=== Data shown ===

PR #2634, opened 2025-08-15
Add in Itron as OS type

thompson-tomo:
Progresses #1257

## Changes

Adds in itron as a os type. Itron is defined as an os by rust hence the rust resource detector will be reporting this value: https://doc.rust-lang.org/std/env/consts/constant.FAMILY.html

### DIFF
--- a/.chloggen/add_itron.yaml
+++ b/.chloggen/add_itron.yaml
@@ -1,0 +1,22 @@
+# Use this changelog template to create an entry for release notes.
+#
+# If your change doesn't affect end users you should instead start
+# your pull request title with [chore] or use the "Skip Changelog" label.
+
+# One of 'breaking', 'deprecation', 'new_component', 'enhancement', 'bug_fix'
+change_type: enhancement
+
+# The name of the area of concern in the attributes-registry, (e.g. http, cloud, db)
+component: os
+
+# A brief description of the change. Surround your text with quotes ("") if it needs to start with a backtick (`).
+note: Add in Itron as an os.type as per rust instrumentation.
+
+# Mandatory: One or more tracking issues related to the change. You can use the PR number here if no issue exists.
+# The values here must be integers.
+issues: [1257]
+
+# (Optional) One or more lines of additional information to render under the primary note.
+# These lines will be padded with 2 spaces and then inserted directly into the document.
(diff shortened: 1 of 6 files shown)


jsuereth:
@cijothomas Would you mind weighing in on this from the rust side?  Is this an os.type you already report?

cijothomas:
> @cijothomas Would you mind weighing in on this from the rust side? Is this an os.type you already report?

We have a detector that sets the os.type attribute [here](https://github.com/open-telemetry/opentelemetry-rust-contrib/blob/main/opentelemetry-resource-detectors/src/os.rs#L14C22-L14C79), but the possible values are from this list: https://doc.rust-lang.org/std/env/consts/constant.OS.html

There is another std const (https://doc.rust-lang.org/std/env/consts/constant.FAMILY.html) for OS Family, that does have "itron". Maybe the detector should use OSFamily for os.type..?

@gruebel Do you have any thoughts on this?

lalitb:
> Maybe the detector should use OSFamily for os.type..?

OS.Family seems to be broader bucket, won't cover all the OS types from specs (e.g. both linux and macOS/darwin are treated as UNIX by OS.Family). I believe we can have combination of both OS.Family and OS.Type. something like:
```rust
use std::env::consts::{OS, FAMILY};

let os_type = match FAMILY {
    // special handling for wasm and itron
    "wasm" => "wasm",
    "itron" => "itron",
    // everything else: keep using the specific OS string
    _ => OS,
};

```

lalitb:
but going through the comment - https://github.com/open-telemetry/semantic-conventions/pull/2635#pullrequestreview-3129157328

I think the Itron also falls in same reasoning. From the [wiki](https://en.wikipedia.org/wiki/ITRON_project) - this is a specification which can be used to develop RTOS, and so not a specific OS type.

thompson-tomo:
I agree `os.family` is a broader bucket which is actually what we are after. Note with #2423 the refocusing of that attribute will be done which will result in options of Unix & windows nt. Afterwards https://doc.rust-lang.org/std/env/consts/constant.OS.html would be used as the name which most of that list appears to be ie watchos.

In terms of Linux vs darwin that would actually be addressed via #2461

PR #2758, opened 2025-09-09
[cloud] Add Hetzner as cloud entity

paulojmdias:
Relates to https://github.com/open-telemetry/opentelemetry-collector-contrib/pull/42477

## Changes

This PR introduces a new `cloud.provider` and `cloud.platform` values for Hetzner Cloud (hetzner_cloud) and Hetzner Cloud Compute (hetzner_cloud_compute).
These additions align with the new Hetzer resource detection processor in the Collector and ensure consistent attribute naming across all resources.


model/cloud/registry.yaml
```diff
@@ -28,6 +28,10 @@ groups:
               value: 'heroku'
               brief: 'Heroku Platform as a Service'
               stability: development
+            - id: 'hetzner_cloud'
```
```suggestion
            - id: 'hetzner.cloud'
```

We are moving away from the `_` as separator here and preferring a proper namespacing using a `.`, specially when the provider has multiple "products". So, I'd recommend doing it here.

paulojmdias: Updated as requested

model/cloud/registry.yaml
```diff
@@ -263,8 +263,8 @@ groups:
               value: 'gcp_openshift'
               brief: Red Hat OpenShift on Google Cloud
               stability: development
-            - id: hetzner_cloud_compute
-              value: 'hetzner_cloud_compute'
+            - id: hetzner.cloud.compute
```
```suggestion
            - id: hetzner.cloud_compute
```

Do they have an actual "cloud compute" product? Looking at their website, https://www.hetzner.com/cloud/ I only see "cloud server" as what seems the product name. I don't know much about them, so maybe it's fine but I'd like to be sure we did our research before having to rename it again later.

model/cloud/registry.yaml
```diff
@@ -28,8 +28,8 @@ groups:
               value: 'heroku'
               brief: 'Heroku Platform as a Service'
               stability: development
-            - id: 'hetzner_cloud'
-              value: 'hetzner_cloud'
+            - id: 'hetzner.cloud'
```
```suggestion
            - id: 'hetzner'
```

Why not just Hetzner?

model/cloud/registry.yaml
paulojmdias: image

I'm ok with renaming to `hetzner.cloud_server` or even to `hetzner.cloud`. WDYT?

model/cloud/registry.yaml
paulojmdias: Agree. Renamed

model/cloud/registry.yaml
joaopgrassi: Tricky yeah.. product names can come and go, so we have to pick something. Just cloud is too broad I think so.. let's go with `cloud_server`. At least it matches 1:1 with what they have on their product website page.

paulojmdias: Updated to `hetzner.cloud_server`

joaopgrassi (approved):

PR #2764, opened 2025-09-11
Document that *.system.name enums are not exhaustive and should not be added without conventions

### LINKED ISSUE #2751: System names: document open-enum approach for db.system.name, messaging.system.name, etc
SIG meeting notes:
- db.system.name is open
- experimental instrumentations can report arbitrary values not documented in semconv
- we recommend full docs, not just constant name
- undocumented system-support can be enabled in generic instrumentations (e.g. jdbc, entity framework) via feature flag.

lmolkova:
Fixes #2751

Adds more guidance on how to define attributes - in this case how to approach *.system.name enums:
- no need to be exhaustive
- constant along with convention is encouraged
- only stable instrumentations need to document all constants

### DIFF
--- a/docs/how-to-write-conventions/README.md
+++ b/docs/how-to-write-conventions/README.md
@@ -176,7 +176,7 @@ for naming guidance.
 > [!IMPORTANT]
 > System identifier enums don't need to list every possible system, component, or technology.
 >
-> OpenTelemetry instrumentations that use enum attributes SHOULD document their values before releasing **stable** artifacts.
+> OpenTelemetry instrumentations that use enum attributes SHOULD document their values before releasing **stable** artifacts and MAY support undocumented values in unstable artifacts or behind a feature flag.
 
 Only define new system identifiers when you also document how conventions apply
 to that system. For example, when adding a new `db.system.name` value, create
--- a/docs/how-to-write-conventions/README.md
+++ b/docs/how-to-write-conventions/README.md
@@ -151,7 +151,7 @@ Consider the scope of the attribute and how it may evolve in the future:
 > - If the attribute represents something useful in a narrow set of scenarios or
 >   is specific to certain system metrics, spans, or events, it likely does not need to be generic.
 
-##### Defining enum attribute members
+#### Defining enum attribute members
 
 Enum attributes generally fall into three main categories:
 
--- a/docs/how-to-write-conventions/README.md
+++ b/docs/how-to-write-conventions/README.md
@@ -12,7 +12,7 @@ linkTitle: How to define new semantic conventions
   - [Best practices](#best-practices)
     - [Prototyping](#prototyping)
     - [Defining attributes](#defining-attributes)
-      - [Defining enum attribute members](#defining-enum-attribute-members)
+    - [Defining enum attribute members](#defining-enum-attribute-members)
     - [Defining spans](#defining-spans)
     - [Defining metrics](#defining-metrics)
     - [Defining entities](#defining-entities)
--- a/docs/how-to-write-conventions/README.md
+++ b/docs/how-to-write-conventions/README.md
@@ -12,6 +12,7 @@ linkTitle: How to define new semantic conventions
   - [Best practices](#best-practices)
     - [Prototyping](#prototyping)
     - [Defining attributes](#defining-attributes)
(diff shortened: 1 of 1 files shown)


docs/how-to-write-conventions/README.md
```diff
@@ -150,6 +151,38 @@ Consider the scope of the attribute and how it may evolve in the future:
...
+both follow general database conventions, but populate attributes like `db.collection.name` differently and have system-specific attributes. Each system has its own span
+definitions and documentation.
+See [MongoDB](/docs/database/mongodb.md) and [MySQL](/docs/database/mysql.md) as examples
+and check out [system-specific naming](../general/naming.md#system-specific-attributes)
+for naming guidance.
+
+> [!IMPORTANT]
+> System identifier enums don't need to list every possible system, component, or technology.
+>
+> OpenTelemetry instrumentations that use enum attributes SHOULD document their values before releasing **stable** artifacts.
```
thompson-tomo: It would be helpful if we could cater for instrumentations that target multiple db systems ie jdbc, ef core with some not defined providers.

KalleOlaviNiemitalo:
In the PR title, I think "and not exhaustive" should be "are not exhaustive".

docs/how-to-write-conventions/README.md
lmolkova: cater how? someone reading it should know that they can release something unstable (artifact or behind a feature flag) for undocumented databases. Is there some specific wording that would help clarify it further?

thompson-tomo: Perhaps something like:
> OpenTelemetry instrumentations that use enum attributes SHOULD document atleast their highly used/most common values before releasing stable artifacts. Additional values may be enabled via feature flag or updated unstable artifact's.

lmolkova:
```suggestion
> OpenTelemetry instrumentations that use enum attributes SHOULD document their values before releasing **stable** artifacts and MAY support undocumented values in unstable artifacts or behind a feature flag.
```

lmolkova: updated to 

>OpenTelemetry instrumentations that use enum attributes SHOULD document their values before releasing **stable** artifacts and MAY support undocumented values in unstable artifacts or behind a feature flag.

docs/how-to-write-conventions/README.md
```diff
@@ -150,6 +151,38 @@ Consider the scope of the attribute and how it may evolve in the future:
 > - If the attribute represents something useful in a narrow set of scenarios or
 >   is specific to certain system metrics, spans, or events, it likely does not need to be generic.
 
+##### Defining enum attribute members
```
joaopgrassi:
```suggestion
#### Defining enum attribute members
```
Maybe like this? It is very small now. I think it can be its own section.

docs/how-to-write-conventions/README.md
```diff
@@ -150,6 +151,38 @@ Consider the scope of the attribute and how it may evolve in the future:
...
+both follow general database conventions, but populate attributes like `db.collection.name` differently and have system-specific attributes. Each system has its own span
+definitions and documentation.
+See [MongoDB](/docs/database/mongodb.md) and [MySQL](/docs/database/mysql.md) as examples
+and check out [system-specific naming](../general/naming.md#system-specific-attributes)
+for naming guidance.
+
+> [!IMPORTANT]
+> System identifier enums don't need to list every possible system, component, or technology.
+>
+> OpenTelemetry instrumentations that use enum attributes SHOULD document their values before releasing **stable** artifacts and MAY support undocumented values in unstable artifacts or behind a feature flag.
```
pellared, line 179: Should it not be part of https://github.com/open-telemetry/opentelemetry-specification/blob/main/specification/telemetry-stability.md?

lmolkova: I think it already is

> Stable instrumentations authored by OpenTelemetry SHOULD NOT produce telemetry that is
not described by OpenTelemetry semantic conventions.

https://github.com/open-telemetry/opentelemetry-specification/blob/1e04e1be0e17cae6d01c862049bbeb298e0ffa06/specification/telemetry-stability.md?plain=1#L62-L63

PR #2766, opened 2025-09-11
[chore] Use annotations for tables

thompson-tomo:
Fixes #

## Changes


docs/resource/os.md
```diff
@@ -49,6 +49,17 @@ In case of virtualized environments, this is the operating system as it is obser
...
 | `zos` | IBM z/OS | ![Development](https://img.shields.io/badge/-development-blue) |
+---
+
+**Sourcing Attribute Values:**
+
+SHOULD the value not be provided natively via the SDK the following sources can be used:
+
+| Attribute | Implementation | Location |
+| --- | --- | --- |
+| [`os.build_id`](/docs/registry/attributes/os.md) | Linux | `BUILD_ID` from `/etc/os-release` or `/usr/lib/os-release` |
```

===

■ **Task objective**:
The job here is to find each line above with the word "These" and copy it.

■ **Answer to the exercise**:
+# These lines will be padded with 2 spaces and then inserted directly into the document.
These additions align with the new Hetzer resource detection processor in the Collector and ensure consistent attribute naming across all resources.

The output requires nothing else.